I can always talk to people in a defined role. Because then I am playing a part myself. On the field with the children I am happy and patient. In the staffroom at break I usually just smile and nod and wonder how 15 minutes feels so long.

Again, short phone convos I can manage. When I say sometimes I feel like Tiger I am not suggesting for a moment I have real communication difficulties. Just that many times I think either conversations have been too short and I've been too abrupt. Or that they've gone on for far too long and I've run out of things to say. Or (frankly) I'm just tired of them and want to go.

This hasn't happened with a Cellar member. But yes, a little part of me fears meeting Dwellars in real life knowing I can't just log out. I felt I was really lucky with the two UK Dwellars I met in Jan. Hence our repeat meet up this December.
I'm exactly the same. Like Bri (was it Bri?) was saying, I find people exhausting. And like you, I can manage fine if I have a defined role. But to spend long stretches of time with? There's a very small number of people I can do that with comfortably.
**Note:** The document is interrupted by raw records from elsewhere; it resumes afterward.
PR #118, opened 2019-04-01
`generate_ode_iW` -> `generate_factorized_W`

YingboMa:
The generated factorized W matrix is in the bare factors form. So, one can use it by

```julia
julia> factors = zeros(3, 3); F = LU(factors, collect(axes(factors, 1)), 0);

julia> fw(factors, u, p, 1, 1); F
LU{Float64,Array{Float64,2}}
L factor:
3×3 Array{Float64,2}:
  1.0   0.0  0.0
 -0.4   1.0  0.0
 -0.4  -6.5  1.0
U factor:
3×3 Array{Float64,2}:
 5.0  -4.0   0.0
 0.0   0.4   1.0
 0.0   0.0  13.5
```

### DIFF
--- a/src/systems/diffeqs/diffeqsystem.jl
+++ b/src/systems/diffeqs/diffeqsystem.jl
@@ -76,31 +76,29 @@ function generate_function(sys::DiffEqSystem; version::FunctionVersion = ArrayFu
 end
 
 
-function generate_ode_iW(sys::DiffEqSystem, simplify=true; version::FunctionVersion = ArrayFunction)
+function generate_factorized_W(sys::DiffEqSystem, simplify=true; version::FunctionVersion = ArrayFunction)
     jac = calculate_jacobian(sys)
 
     gam = Variable(:gam; known = true)
 
     W = LinearAlgebra.I - gam*jac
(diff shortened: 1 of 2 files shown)


src/systems/diffeqs/diffeqsystem.jl
```diff
@@ -76,22 +76,20 @@ function generate_function(sys::DiffEqSystem; version::FunctionVersion = ArrayFu
...
-function generate_ode_iW(sys::DiffEqSystem, simplify=true; version::FunctionVersion = ArrayFunction)
+function generate_factorized_W(sys::DiffEqSystem, simplify=true; version::FunctionVersion = ArrayFunction)
     jac = calculate_jacobian(sys)
 
     gam = Variable(:gam; known = true)
 
     W = LinearAlgebra.I - gam*jac
-    W = SMatrix{size(W,1),size(W,2)}(W)
-    iW = inv(W)
+    iW = lu(W, Val(false), check=false).factors
```
ChrisRackauckas: if it's not iW we should change the name. Wfact?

I find people a little overwhelming face to face sometimes. In a group I will often find myself smiling along without actually knowing what's just been said. Or the things I do say feel/seem clumsy, or nerdy (:p), which is ok with my closests because they (incl. you) are on a similar wavelength. But with others I feel like an alien who's just arrived on someone else's planet.

On a bad day. On a good day I can command a room. On a bad day I'm likely to trip over a chair and slam my knee on the way into the room and attempts at off the cuff comments flounder as my voice comes out a croak, or I mangle a word. On a really bad day.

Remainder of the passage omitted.